Perceived Sanction Threats and Projective Risk Sensitivity: Auto Theft, Carjacking, and the Channeling Effect

Pages 191-222 | Published online: 21 Mar 2017
 

Abstract

Although sanction threats promote fear, among committed offenders, that fear can become a resource with which to sculpt emerging crime preferences. In such cases, criminality is not deterred but channeled. We explore the channeling process here as it relates to auto theft and carjacking. Our qualitative findings reveal that auto thieves are reluctant to embrace the violence of carjacking due to concerns over sanction threat severity they attributed to carjacking—both formal (higher sentences) and informal (victim resistance and retaliation). Meanwhile, the carjackers are reticent to enact auto theft because of the more uncertain and putatively greater risk of being surprised by victims, a fear that appears to overcome the enhanced long-term formal penalty of taking a vehicle by force.

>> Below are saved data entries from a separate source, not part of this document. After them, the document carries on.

PR #570, opened 2024-09-05
-Minor updates filter display labels

vlopez0603:
- Capitalized "All Ages" in age filter
- Updated to "All People" from "All" in LOD filter
- Updated to "Child Only" from "Children Only" in HH Type filter
- Updated to "All Populations" from "None" in Spec Pop filter
- Updated DV labels in Spec Pop filter to include "Reported" based on 9/5 feedback from Jesse and Brooke


alex-silverman (approved):
looks good!

PR #574, opened 2024-09-06
Debugging all served

alex-silverman:
- simplified system composition selection choices to just one list with JS to modify the Grouped/Hispanic-Focused label based on methodology type
- Don't ignore the disabling of the selections on init, since the app defaults to selecting 2 options, so all other options should be disabled by default


kiadso (changes requested):
just need to fix the 1var code so it's ok to select only Veterans, Age, or DV without getting an error. otherwise looks good!

alex-silverman:
> just need to fix the 1var code so it's ok to select only Veterans, Age, or DV without getting an error. otherwise looks good!

Fixed with the latest commit (https://github.com/abtassociates/eva/pull/574/commits/4b5de69b7996b16abc9bff97b3ae6d78ca1159ca) which fixes a bug where I was trying to select the variable by the checkbox selection name (e.g. "Age"), rather than the underlying variable name (e.g. "AgeCategory").

PR #576, opened 2024-09-06
move DomesticViolenceCategory definition and filtering from enrollment to client-level

alex-silverman:


kiadso (approved):
pushed tiny bit of linting, otherwise math looks great- thank you for this @alex-silverman!

PR #578, opened 2024-09-06
Adding other sys overview downloads

alex-silverman:


kiadso (changes requested):
- the waterfall summary excel download works great
- the waterfall detail excel download works great
- the waterfall ppt does not download a ppt for the summary or detail. in the browser downloads section, it looks like this: 
image
- the all-served excel download doesn't seem to do anything unless I have more than one selection checked. Like if I only have 1 selection checked and click Download, it does nothing and doesn't tell me I have to check another selection. (Not sure what's expected.)
- the all-served ppt download looks the same as the other ppt download: 
image

Here is some of the console when I tried running the ppt: 
image

kiadso (approved):
thanks @alex-silverman !
The ppt's are SO CUTE! merging now

PR #672, opened 2024-12-31
PDDE check updates

zabalad:
Fixed problems with PDDE checks caught by shinytest


alex-silverman (approved):
In an effort to get this in by EOW, I updated the snapshots to handle the conflicts with Dev. I also added a couple other process-y things that have come up a few times: ignoring lind-endings in case we switch from Windows to RStudio/Linux and ignoring .Rproj.

PR #687, opened 2025-01-19
Overlap fixes

alex-silverman:
This PR fixes sveral things:
1. fixes warning about DateProvided when Services file is empty and simplify some code around variable selection using existing variable vectors
2. fix edge case in NbN vs. NbN overlap detection - if too many dups, the join results in more rows than expected and it crashes eva.


04_initial_data_prep.R
```diff
@@ -102,7 +102,39 @@ EnrollmentStaging <- Enrollment %>%
...
+    min_AgeAtEntry = min(AgeAtEntry)
+  ) %>%
+  mutate(
+    HouseholdType = factor(
+      ifelse(
+        any(between(AgeAtEntry, 0, 17)) & max_AgeAtEntry >= 18,
+        ifelse(
+          between(max_AgeAtEntry, 0, 24),
+          "PY",
+          "AC"
```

We examine the implications of offenders’ decision-making for the analytic intersection of rational choice and deterrence, offering the notion of projective risk sensitivity to encapsulate the process.

Acknowledgements

We would like to thank Richard Wright and VolkanTopalli for their assistance and collaboration at various stages of the grant-writing and research process that resulted in the carjacking (Richard and Volkan) and auto theft (Richard) data-sets used in this article. We also would like to thank the anonymous reviewers for their helpful comments and criticisms.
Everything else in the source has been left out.